_Task details_. Among these entries, count the lines containing the word "whose" and answer with only the number.

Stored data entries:

PR #2185, opened 2026-08-10
Preserve nvexec repeat_n child errors

fallintoplace:
## Summary

- derive `repeat_n` completions from its child sender
- preserve and decay child error types while keeping the existing CUDA and exception paths
- add coverage with a custom child error

## Testing

- `git diff --check`

### DIFF
--- a/include/nvexec/stream/repeat_n.cuh
+++ b/include/nvexec/stream/repeat_n.cuh
@@ -155,7 +155,7 @@ namespace nv::execution::_strm
       using sender_concept = STDEXEC::sender_tag;
 
       template <class...>
-      using _set_value_t = STDEXEC::completion_signatures<STDEXEC::set_value_t()>;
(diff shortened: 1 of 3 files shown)


include/nvexec/stream/repeat_n.cuh
```diff
@@ -154,13 +154,26 @@ namespace nv::execution::_strm
     {
       using sender_concept = STDEXEC::sender_tag;
 
-      template <class>
-      static consteval auto get_completion_signatures()
+      template <class...>
+      using _set_value_t = STDEXEC::completion_signatures<STDEXEC::set_value_t()>;
```
ericniebler:
```suggestion
      using _set_value_t = STDEXEC::completion_signatures<>;
```

you're already adding the `set_value_t()` signature below.

ericniebler (changes requested):

PR #2187, opened 2026-08-11
Fix repeat receiver lifetime after cleanup

fallintoplace:
## Summary

- save the parent operation-state pointer before cleaning up the child operation
- use the saved pointer for downstream completion in `repeat_n` and `repeat_until`
- add regression coverage for value, error, and stopped completions

## Why

Cleanup resets the child operation, which owns the repeat receiver that is currently completing. Reading `__state_` from that receiver after cleanup accesses an object whose lifetime has ended.

## Testing

- full `test.exec` suite: 3,326 assertions across 328 test cases
- focused `[repeat_n]` and `[repeat_until]` test groups
- focused test groups with `-fno-exceptions`

### DIFF
--- a/include/exec/repeat_n.hpp
+++ b/include/exec/repeat_n.hpp
@@ -76,25 +76,27 @@ namespace experimental::execution
       template <class _Error>
       constexpr void set_error(_Error &&__err) noexcept
       {
+        auto *__state = __state_;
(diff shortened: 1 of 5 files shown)


ericniebler (approved):
nice!

PR #2188, opened 2026-08-11
Remove duplicate algorithm include

fallintoplace:
## Summary

- remove a duplicate `<algorithm>` include from the nvexec launch test

## Testing

- `git diff --check`


test/nvexec/launch.cpp
ericniebler: remove this one instead, pls.

ericniebler (changes requested):

ericniebler (approved):

PR #2189, opened 2026-08-11
Destroy nvexec ensure_started completion storage before freeing it

fallintoplace:
## Summary

- wait for the pending completion copy before destroying managed storage
- destroy the managed completion variant before freeing its allocation
- cover both consumed and detached senders with a non-trivial completion value

## Why

`ensure_started` placement-constructs its completion storage in managed memory. The shared state freed that memory without running the variant destructor, so the active completion value was never destroyed.

The direct stream path copies the completion asynchronously. Its recorded event now synchronizes that copy before host destruction. If recording the event fails after the copy is queued, destruction synchronizes the stream instead.

### DIFF
--- a/include/nvexec/stream/ensure_started.cuh
+++ b/include/nvexec/stream/ensure_started.cuh
@@ -209,6 +209,7 @@ namespace nv::execution::_strm
 
         if (data_)
         {
+          data_->~variant_t();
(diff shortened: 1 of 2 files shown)


ericniebler:
why is this a draft PR?

fallintoplace:
I want to check until I am sure that everything is working correctly and there is no hidden regression.

PR #2190, opened 2026-08-11
Destroy nvexec continues_on storage on CUDA errors

fallintoplace:
## Summary

- destroy host-constructed completion storage before propagating CUDA setup errors
- keep the existing deferred destruction on successful paths
- add a regression using pinned host memory to force `cudaMemPrefetchAsync` to fail

## Why

`continues_on` constructs non-trivial completion storage on the host before several CUDA calls. An early error returned without running the active completion value destructor, and the operation state only released the raw allocation.

Cleanup now happens before the downstream completion operation because that operation may destroy the operation state.


ericniebler:
why is this a draft PR?

PR #2198, opened 2026-08-15
Fix nvexec launch move-only callable forwarding

fallintoplace:
## What changed

- Forward the stored launch callable with the sender's value category.
- Add coverage for a trivially copyable callable that cannot be copied.

## Why

nvexec::launch accepts movable callables, but connect() passed the stored callable as an lvalue. Consuming a sender with a move-only callable therefore tried to copy it.

## Testing

- git diff --check
- Standalone C++ syntax check for the move-only callable
- CUDA coverage is included for GPU CI


ericniebler (approved):

fallintoplace:
@ericniebler Hi, I just pushed the clang format fix. [6d12001](https://github.com/NVIDIA/stdexec/pull/2198/commits/6d120015b0d79da99318dd74b1709d99de1c477d)

PR #2201, opened 2026-08-15
Stop libdispatch bulk after value capture failure

fallintoplace:
## Summary

- stop libdispatch bulk after predecessor value capture fails
- add regression coverage for a throwing predecessor value

The receiver already sends `set_error` when value capture fails. The old code continued into the completion path after that error.

Tests:
- `cmake --build build --target test.exec -j 8`
- `./build/test/exec/test.exec --reporter compact`


ericniebler (approved):

fallintoplace:
Hey Eric, thanks for approving. I found one more edge case in libdispatch bulk capture for set_value(T&). I’m going to push a small follow-up with the forwarding fix and a regression test. The existing tests pass with it.

PR #2202, opened 2026-08-15
Enforce header self containment

ispeters:
Claude wrote this diff for me to add CMake's auto-generated tests that stdexec's headers are self-contained to CI.

There are a handful of headers that are deliberately not self-contained so they're excluded from the auto-generated validation with `set_source_files_properties(<file> PROPERTIES SKIP_LINTING ON)` (documented in `CMakeLists.txt`). `__parallel_scheduler_default_impl_entry.hpp` is *almost* self-contained—it has a precondition that the includer define `STDEXEC_PARALLEL_SCHEDULER_INLINE` before including it but it is otherwise self-contained so there's a "hand-written" `.cpp` file that does nothing but define `STDEXEC_PARALLEL_SCHEDULER_INLINE` and include the header, which is added as a dependency to the auto-generated tests.

### DIFF
--- a/.github/workflows/ci.cpu.yml
+++ b/.github/workflows/ci.cpu.yml
@@ -114,6 +114,7 @@ jobs:
             -DCMAKE_BUILD_TYPE=${{ matrix.build }} \
             -DCMAKE_CXX_FLAGS="${{ matrix.cxxflags }}" \
             -DSTDEXEC_ENABLE_TBB:BOOL=${{ !contains(matrix.cxxflags, '-fsanitize') && !contains(matrix.name, 'modules') }} \
+            -DSTDEXEC_ENABLE_TASKFLOW:BOOL=${{ matrix.name == 'CPU (clang 22, Debug)' }} \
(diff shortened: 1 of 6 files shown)


.github/workflows/ci.cpu.yml
```diff
@@ -128,6 +128,14 @@ jobs:
           # to result in fewer Clang ICEs.
           cmake --build build -v -j ${{ contains(matrix.name, 'modules') && 1 || 512 }};
 
+          # Verify that public headers are self-contained. Header
+          # verification is independent of the rest of the build matrix, so
+          # it only needs to run once; pick a single plain (non-modules,
+          # non-sanitizer) Debug build to run it in.
```
ispeters: This is perhaps a lie. Some of the excluded files are excluded for being Windows-only, or similar. This diff is certainly adding value, but maybe it makes sense to attach this validation to more elements of the matrix to ensure at least one build includes each of the conditionally-excluded files.

PR #2203, opened 2026-08-15
Fix schedule_all move-only range support

fallintoplace:
## What changed

- forward the range when building the schedule_all operation state
- add a regression test with a move-only owning_view

## Why

The consuming subscribe() path moves the range, but opstate_base_with_receiver passed its by-value range parameter as an lvalue. That made valid move-only ranges fail to compile.

## Testing

- build/test/exec/test.exec 'schedule_all on static_thread_pool accepts move-only ranges'
- build/test/exec/test.exec

### DIFF
--- a/include/exec/static_thread_pool.hpp
+++ b/include/exec/static_thread_pool.hpp
@@ -1652,7 +1652,7 @@ namespace experimental::execution
       struct opstate_base_with_receiver : opstate_base<Range>
       {
         explicit opstate_base_with_receiver(Range range, _static_thread_pool& pool, Receiver rcvr)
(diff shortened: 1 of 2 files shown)


ericniebler (approved):

ericniebler:
@fallintoplace can you pls look into the regression tests failure on this PR and the others you've opened?

fallintoplace:
@ericniebler Let me have a look now.

ericniebler (approved):

ericniebler:
@fallintoplace this PR has test failures that need your attention.

ericniebler:
thanks!

PR #2208, opened 2026-08-16
Fix read_with_default connect noexcept

fallintoplace:
## What changed

- Make `read_with_default` member `connect()` derive its exception specification from constructing the returned operation state.
- Add a regression for a default value whose move throws during `connect()`.

## Why

The operation state already accounts for a potentially throwing default move, but `connect()` only considered moving the receiver.

## Testing

- `build/test/exec/test.exec` (3345 assertions passed)
- `ctest --test-dir build --output-on-failure -j 8` (948 passed)


ericniebler (approved):

ericniebler:
@fallintoplace please clang-format all commits _before_ you make a pull request.

fallintoplace:
@ericniebler roger that. I will follow next time.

_Problem solution_. 2